(Provided records)
PR #2317, opened 2024-10-17
feat(rpc/v08): add structured execution error call traces

### LINKED ISSUE #2265: JSON-RPC 0.8.0: structured traceback in `CONTRACT_ERROR` and `TRANSACTION_EXECUTION_ERROR` errors
The new specification adds the (recursive) `CONTRACT_EXECUTION_ERROR` type for representing stack traces.

We don't currently have detailed stack trace information in the JSON-RPC code because the execution layer converts blockifier's `blockifier::transaction::errors::TransactionExecutionError` to a string right away. We should be returning a structured error instead and do the appropriate conversion to the JSON-RPC representation in the RPC code.

Reference: https://github.com/starkware-libs/starknet-specs/commit/e8aad20e089d6274e253f0cf440c1fc99ef58741

kkovaacs:
In JSON-RPC 0.8.0 we're expected to return the error in a structured format for reverted and failing transactions.

Unforunately `blockifier` 0.8.0-rc.3 does not directly expose that information: attributes of the `ErrorStack` type in blockifier are private, plus the revert error only comes out of blockifier as a string containg the formatted stack trace.

These are expected to become available in the blockifier version that will be used for Starknet 0.13.3 -- but until that  becomes available we're forced to use our blockifier fork fixing these API issues.

This change adds error stack information to our executor API so that we _do_ expose the necessary information to the JSON-RPC implementation plus changes the serialization of `CONTRACT_ERROR` and `TRANSACTION_EXECUTION_ERROR` to output a structured execution error on the JSON-RPC 0.8.0 API.

After these changes we can finally enable execution-related calls on the JSON-RPC 0.8.0 API.

Closes #2265


t00ts (approved):
LGTM

PR #2327, opened 2024-10-22
feat(rpc/v08): rename INSUFFICIENT_MAX_FEE error and add `starknet_addXYZTransaction`methods

### LINKED ISSUE #2263: JSON-RPC 0.8.0: rename `INSUFFICIENT_MAX_FEE` error to `INSUFFICIENT_RESOURCES_FOR_VALIDATE`
We should throw the new error over JSON-RPC 0.8.0 _and keep the old one for previous versions_.

The message for the error should be the following: `The transaction's resources don't cover validation or the minimal transaction fee`.

Reference: https://github.com/starkware-libs/starknet-specs/pull/217

kkovaacs:
This PR follow up a change in the JSON-RPC 0.8.0 specification that renames the error (and changes its message). This was the only change for the `starknet_addXYZTransaction` methods so we now also add those to the JSON-RPC 0.8.0 API.

Closes #2263

### DIFF
--- a/crates/rpc/src/error.rs
+++ b/crates/rpc/src/error.rs
@@ -54,8 +54,8 @@ pub enum ApplicationError {
     ClassAlreadyDeclared,
     #[error("Invalid transaction nonce")]
     InvalidTransactionNonce,
-    #[error("Max fee is smaller than the minimal transaction cost (validation plus fee transfer)")]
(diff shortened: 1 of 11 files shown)


t00ts (approved):
LGTM

Issue #2321, opened 2024-10-18
`starknet_getStorageProof` optimization


sistemd:
Currently, given a `Vec` of `class_hashes`, we call `ClassCommitmentTree::get_proof` individually for every class hash. Each time, nodes are loaded from the DB from scratch. Ideally we would just re-use the same trie (with all the nodes we've already loaded into memory). The same optimization can be applied to the other tries, not just to the class commitment tree.

Original comment: https://github.com/eqlabs/pathfinder/pull/2314#discussion_r1806149554.

PR #2331, opened 2024-10-22
feat(rpc): optimize storage proof retrieval for `starknet_getStorageProof`

sistemd:
Cache nodes when computing proofs instead of re-fetching them all the time. Closes https://github.com/eqlabs/pathfinder/issues/2321.

### DIFF
--- a/crates/rpc/src/pathfinder/methods/get_proof.rs
+++ b/crates/rpc/src/pathfinder/methods/get_proof.rs
@@ -3,7 +3,12 @@ use pathfinder_common::prelude::*;
 use pathfinder_common::trie::TrieNode;
 use pathfinder_common::BlockId;
 use pathfinder_crypto::Felt;
-use pathfinder_merkle_tree::{ClassCommitmentTree, ContractsStorageTree, StorageCommitmentTree, tree};
+use pathfinder_merkle_tree::{
+    tree,
+    ClassCommitmentTree,
+    ContractsStorageTree,
+    StorageCommitmentTree,
+};
 use serde::{Deserialize, Serialize};
 use serde_with::skip_serializing_none;
 


CHr15F0x (approved):

crates/merkle-tree/src/tree.rs
```diff
@@ -521,107 +521,134 @@ impl<H: FeltHash, const HEIGHT: usize> MerkleTree<H, HEIGHT> {
...
+            let mut nodes = Vec::new();
+
+            let mut next = Some(root);
+            let mut height = 0;
+            while let Some(index) = next.take() {
+                let node = match node_cache.get(&index) {
+                    Some(node) => node.clone(),
+                    None => {
+                        let Some(node) = storage.get(index).context("Resolving node")? else {
+                            proofs.push(None);
```
kkovaacs, line 567: BTW: how is this even possible? I mean: we're effectively traversing a tree and got a storage index for the node (either the root directly or from another node). Shouldn't this be an error here?

To be clear, this is _not_ new behavior I'm just unsure why we need it here.

kkovaacs (commented):
LGTM -- except for the case where we return None upon finding a missing node (which I don't quite understand).

crates/merkle-tree/src/tree.rs
kkovaacs: Yeah, exactly. Pruning should never remove nodes that are still accessible as part of a tree whose root we still have.

kkovaacs: Let's tackle that in a separate issue / PR then.

kkovaacs (approved):

CHr15F0x (approved):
(End Provided records)
▸ **Work to be completed**:
Check each line of the records for the word "pull" and extract those that contain it.

▸ **Task response**:
Reference: https://github.com/starkware-libs/starknet-specs/pull/217
Original comment: https://github.com/eqlabs/pathfinder/pull/2314#discussion_r1806149554.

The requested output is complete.